Cross-border investment in Singapore strengthened significantly in the first quarter of 2024, rising 22.8% above the 10-year average, according to an analysis by Knight Frank’s Asia-Pacific research team. Cross-border capital supported overall investment market activity, with Singapore receiving the highest proportion (45.6%) of overseas capital among Asia-Pacific markets during the quarter.
Institutional investors played a significant role, accounting for six of the 11 buyers and contributing US$906 million in transactions. This group's strong demand in the hospitality sector was a key driver of the growth. The resurgence of the tourism industry and heightened acquisition activity in Singapore's hospitality market further stimulated investors' interest in hospitality assets.
Christine Li, Head of Research, Asia-Pacific at Knight Frank said, “Our research shows that in the face of a 29% quarter-on-quarter decline in cross-border activities across Asia Pacific, Singapore bucked this trend. The hospitality sector attracted significant interest from institutional investors with its optimistic outlook and improving operational metrics. The market is ripe for increased investment activity, as investors are particularly drawn to value-added opportunities, signalling potential growth and development within this sector.”
The MICE (meetings, incentives, conventions, and exhibitions) sector, coupled with government initiatives such as the China-Singapore 30-Day Mutual Visa Exemption, have been instrumental in driving tourism demand.
South Korea and Japan power office investment resurgence While the overall trend in cross-border investment volumes across Asia-Pacific experiences a downturn, South Korea and Japan have attracted renewed commercial investment interest, particularly in the office sector.
In South Korea, investment volume reached US$ 5.8 billion with a 12.5% quarter-on-quarter rise and 180% year-on-year increase compared with Q1 2023.
Office deals dominated the market, accounting for 64.7% of the total investment volume – with a 69.6% quarter-on-quarter rise and a six-fold year-on-year increase
Shift from self-occupancy acquisitions by strategic investors to increased office investments by Korean institutional investors
Hospitality assets attracted US$ 850 million in investment, marking a 234.7% increase from Q4 2023 and a 44-fold year-on-year expansion, primarily funded by institutional investors
Neil Brookes, global head of capital markets at Knight Frank said, “The re-emergence of domestic institutional investors signals their potential role in shaping the market's future. However, their influence may be tempered by the challenge of negative leverage. Simultaneously, foreign investors are maintaining a cautious approach, awaiting price adjustments before actively pursuing transactions. Discrepancies in pricing expectations between buyers and sellers could delay deal closures, further affecting market activity. This trend will likely continue until substantial interest rate and liquidity improvements become evident. “
Despite an overall contraction in real estate investment volume, with a 13.2% quarter-onquarter and 28.3% year-on-year decline, Japan is witnessing renewed investor interest in office and industrial assets.
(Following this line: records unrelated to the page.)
PR #4735, opened 2023-07-03
improvement: allow to deploy all actions with --skip-dependencies

### LINKED ISSUE #4417: feat: allow garden deploy skip-dependencies without specifying a deploy action
For larger stacks with many deploys that depend on each other it doesn't always make sense to wait for each deploy to be complete before moving on to the next one in the dependency tree.

For test environments just deploying the most vital infra and then all of the Deploys at once will most likely suffice. All garden has to do is wait for all the deploys to be ready and them mark the command complete. Of course this means the Deploys have to be configured in a way where they don't go into crashloop if a dependency is not yet up.

Deploys with output dependencies will of course have to wait, but most of these are infra related anyways.

This would greatly increase the startup times of environments that get deployed from the zero point but has the downside of making the api more confusing and people misusing the feature for production.

Orzelius:
closes #4417


core/src/commands/deploy.ts
```diff
@@ -87,7 +87,7 @@ export const deployOpts = {
   }),
   "skip-dependencies": new BooleanParameter({
     help: deline`
-    Deploy the specified actions, but don't build, deploy or run any dependencies. This option can only be used when a list of Deploy names is passed as CLI arguments.
+    Deploy the specified actions, but don't build, deploy or run any dependencies.
```
vvagaytsev, line 90: I'm not sure if the old documentation was accurate enough here. The `BaseActionTask.skipRuntimeDependencies` flag is used only in one place here: https://github.com/garden-io/garden/blob/main/core/src/tasks/base.ts#L283.

It looks like the Build actions can still be performed. Have you tested that?

core/src/commands/deploy.ts
```diff
@@ -87,8 +87,9 @@ export const deployOpts = {
   }),
   "skip-dependencies": new BooleanParameter({
     help: deline`
-    Deploy the specified actions, but don't build, deploy or run any dependencies. This option can only be used when a list of Deploy names is passed as CLI arguments.
-    This can be useful e.g. when your stack has already been deployed, and you want to run specific Deploys in sync mode without building, deploying or running dependencies that may have changed since you last deployed.
+    Deploy the specified actions, but don't deploy or run any dependencies.
```
shumailxyz, line 90:
```suggestion
    Deploy the specified or all actions, but don't deploy or run any dependencies.
```

shumailxyz (dismissed):
Thank you 👍

Orzelius:
Did re-enable the dismiss reviews after a new commit has been pushed thing?

shumailxyz:
@Orzelius Yes, it has been re-enabled.

core/src/commands/deploy.ts
```diff
@@ -87,8 +87,8 @@ export const deployOpts = {
   }),
   "skip-dependencies": new BooleanParameter({
     help: deline`
-    Deploy the specified actions, but don't build, deploy or run any dependencies. This option can only be used when a list of Deploy names is passed as CLI arguments.
-    This can be useful e.g. when your stack has already been deployed, and you want to run specific Deploys in sync mode without building, deploying or running dependencies that may have changed since you last deployed.
+    Skip deploy and run dependencies. Build dependencies and runtime output reference dependencies are not skipped.
```
vvagaytsev, line 90: Test dependencies are also skipped, right? Should we mention it here?

Orzelius: Good catch, usually deploys don't depend on tests but it's worth adding in anyway. [2edbeea](https://github.com/garden-io/garden/pull/4735/commits/2edbeea1a29637921b37632e554d04099e096b76)

vvagaytsev (dismissed):
LGTM 🚀

Orzelius:
I need one more approve on this bad boy

vvagaytsev (approved):
Let this bad boy be good :)

PR #4737, opened 2023-07-03
fix: don't use var file when path is unresolved

### LINKED ISSUE #4702: ${environment.name} is not interpolated appropriately on deploy action
## Bug
I have the following  Deploy action that sets up some kubernetes secrets that utilizes ${environment.name} to select the correct varfile to merge into the deployment but it does not work. Note previously this worked with Modules Here is an example of the Module that worked before
```yaml
kind: Module
name: secrets
type: kubernetes
manifests:
  $forEach: ${var.secrets}
  $return:
    apiVersion: v1
    kind: Secret
    metadata:
      name: ${item.key}
    type: Opaque
    stringData:
      $merge: ${item.value}
varfile: secrets.${environment.name}.yaml
```

### Current Behavior
```yaml
kind: Deploy
name: secrets
type: kubernetes
spec:
  manifests:
    $forEach: ${var.secrets}
    $return:
      apiVersion: v1
      kind: Secret
      metadata:
        name: ${item.key}
      type: Opaque
      stringData:
        $merge: ${item.value}
varfiles: 
  - ./secrets.${environment.name}.yaml
  ```
  
I get the following error when I run garden deploy
```
Error processing config for Deploy action secrets:
Could not find varfile at path './secrets.${environment.name}.yaml'
```
If i hard code it to the environment e.g. "local" it works.

### Expected behavior
It should interpolate the environment name as part of the filepath

### Reproducible example

git clone https://github.com/KoduIsGreat/garden-bug
cd to garden-bug
garden deploy -l5

### Workaround

N/a

### Additional context
Discussed this in discord with worldofgeese

### Your environment

* **OS:** M1 Mac OS Monteray
* I'm using kind for kubernetes

garden version: 0.13.3

shumailxyz:
in action pre-processing, only use the var files that are not template strings as those are resolved and populated later.

Fixes #4702

### DIFF
--- a/core/src/graph/actions.ts
+++ b/core/src/graph/actions.ts
@@ -462,10 +462,12 @@ export const preprocessActionConfig = profileAsync(async function preprocessActi
   const description = describeActionConfig(config)
   const templateName = config.internal.templateName
 
+  // in pre-processing, only use varfiles that are not template strings
+  const resolvedVarFiles = config.varfiles?.filter((f) => !maybeTemplateString(f))
   const variables = await mergeVariables({
     basePath: config.internal.basePath,
     variables: config.variables,
-    varfiles: config.varfiles,
+    varfiles: resolvedVarFiles,
   })
   const resolvedVariables = resolveTemplateStrings(
     variables,


vvagaytsev (approved):
Nice fix, thank you! 👍

PR #5660, opened 2024-01-23
fix(core): fix "repo" scan mode for remote actions

### LINKED ISSUE #5625: 0.13: [Bug]: Regression in git scan mode after 0.13.19 with remote repository URLs
### Current Behavior

We have most of our services defined in our Garden project repository, but the source points to the service repository itself, for example:

```
kind: Build
type: container
name: gateway
source:
  repository:
    url: git@github.com:xxxx/gateway#main
include: ["**/*"]
```

We run `garden update-remote all` to pull the contents of those remote repositories which causes Garden to check out the repository to a path like `.garden/sources/action/build.gateway--a3057b675c` within the current Garden project.

At container build time, Garden will sync the files from that directory to a build directory which is then picked up by mutagen. This is according to the include/exclude rules above. In 0.13.19 and earlier, this worked as expected:

```
ℹ git [debug]          → Scanning Build action gateway root at /private/tmp/b/.garden/sources/action/build.gateway--a3057b675c
  → Includes: **/*
  → Excludes: **/.garden/**/*

ℹ git [debug]          → Found 57 files in Build action gateway root /private/tmp/b/.garden/sources/action/build.gateway--a3057b675c

ℹ build.gateway [verbose] → Syncing sources (57 files)...
ℹ build.gateway [debug] → Syncing 57 files from .garden/sources/action/build.gateway--a3057b675c to .garden/build/gateway (and removing any extraneous files)
```

In 0.13.20 and later, Garden finds no files to sync:

```
ℹ build.gateway [debug] → Syncing 0 files from .garden/sources/action/build.gateway--a3057b675c to .garden/build/gateway (and removing any extraneous files)
```

(There's not much other usable output before this).

It appears to be because the git scan mode has changed from `subtree` to `repo`. When this is set to `subtree` again via environment variable, 0.13.20 and later work again as expected.

### Expected behavior

Checked out files from the remote repository are synced to the K8s cluster and built as a container. (These are actually internal details and should not really be a user requirement, however in this case it is the cause of the problem of the service not building in Garden).

### Reproducible example

See snippet above.

### Workaround

```
export GARDEN_GIT_SCAN_MODE=subtree
```

### Suggested solution(s)

It's hard to know what to suggest without knowing more about the internal workings of the git scan mode, which is really not a user-facing implementation detail of Garden. 

```
ℹ graph [silly]        → TreeCache: Setting value for key ["source","/private/tmp/b/.garden/sources/action/build.gateway--a3057b675c","include","ad948e60de"]
ℹ graph [debug]        → Found 0 files in module path, filtering by 1 include and 1 exclude globs
ℹ graph [silly]        → Include globs: **/*
ℹ graph [silly]        → Exclude globs: **/.garden/**/*
ℹ graph [debug]        → Found 0 files in module path after glob matching
```

This may be a long shot, but it seems like the default exclude glob would exclude the path to which the remote repositories are checked out. This doesn't seem correct.

### Your environment

* **OS:** macOS 14.2.1, Intel

`garden version`
0.13.20 introduces the regression, and I've been able to reproduce up until 0.13.23.

thsig:

Before this fix, remote actions (i.e. actions with `source.repository.url` set, not sources declared at the project level) didn't work correctly when using the new `repo` git scanning mode.

Also set the default git scanning mode back to `repo`, since this bug (which we've now fixed) was the reason we reverted to `subtree`.

The error arose because the base path wasn't being set to the locally cloned path of the remote source's repo early enough in the resolution process. This led to the repo scanning logic using the action's config directory instead of the cloned source directory as the repo root (thus ignoring the sources).

We've added a unit test that verifies that the base path is being set correctly when the action graph is initialized.

Fixes #5625.

### DIFF
--- a/core/src/constants.ts
+++ b/core/src/constants.ts
@@ -18,7 +18,7 @@ const extractedRoot = process.env.GARDEN_SEA_EXTRACTED_ROOT
 
 export const gitScanModes = ["repo", "subtree"] as const
 export type GitScanMode = (typeof gitScanModes)[number]
-export const defaultGitScanMode: GitScanMode = "subtree"
+export const defaultGitScanMode: GitScanMode = "repo"
 
 export const GARDEN_CORE_ROOT = !!extractedRoot
   ? resolve(extractedRoot, "src", "core")
--- a/core/src/garden.ts
+++ b/core/src/garden.ts
@@ -1573,7 +1573,7 @@ export class Garden {
   }
 
   /**
-   * Clones the project/module source if needed and returns the path (either from .garden/sources or from a local path)
+   * Clones the project/action/module source if needed and returns the path (either from .garden/sources or from a local path)
    */
   public async resolveExtSourcePath({
     name,
--- a/core/src/graph/actions.ts
+++ b/core/src/graph/actions.ts
@@ -152,6 +152,7 @@ export const actionConfigsToGraph = profileAsync(async function actionConfigsToG
           garden,
           config,
           router,
+          linkedSources,
           log,
           mode,
         })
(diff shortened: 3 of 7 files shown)


vvagaytsev (approved):
Looks good! Thanks for fixing this! 👍

PR #5670, opened 2024-01-26
fix(template): do not partially resolve function arg objects with special keys

edvald:
This caused bad handling of e.g. $forEach objects in input variables for templated actions.


vvagaytsev (approved):
Looks good, thanks for fixing this! There were some tests failures, but those didn't look relevant. I rerun the CI pipeline.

Office transactions accounted for almost half of the total volume, which doubled from the previous quarter but dropped 31.6% year-on-year
Investors are motivated by the positive momentum anticipated for the office sector, underpinned by consistent occupier demand
Yield-chasing industrial sector ranked second at 27.4% of volume, driven by a US$ 694 million logistics portfolio deal
Despite the Bank of Japan's recent decision to raise short-term interest rates to 0-0.1% in March 2024, the overall investment climate is not expected to change drastically, and a steady capital inflow into the real estate sector is anticipated to continue. However, if long-term interest rates experience further hikes, investors might demand higher capitalisation rates in sectors such as office, facing stagnant market rents. This could lead to a widening gap between sellers' asking prices and buyers' offers, potentially hindering transaction volume and affecting overall market liquidity.
The shift in Japan's monetary policy could also impact exchange rates, with fluctuations in the Japanese Yen's value possibly encouraging cross-border investments as assets become more affordable in investors' home currencies. As a result, strategic partnerships and targeted investment approaches will be critical in capitalising on market opportunities.”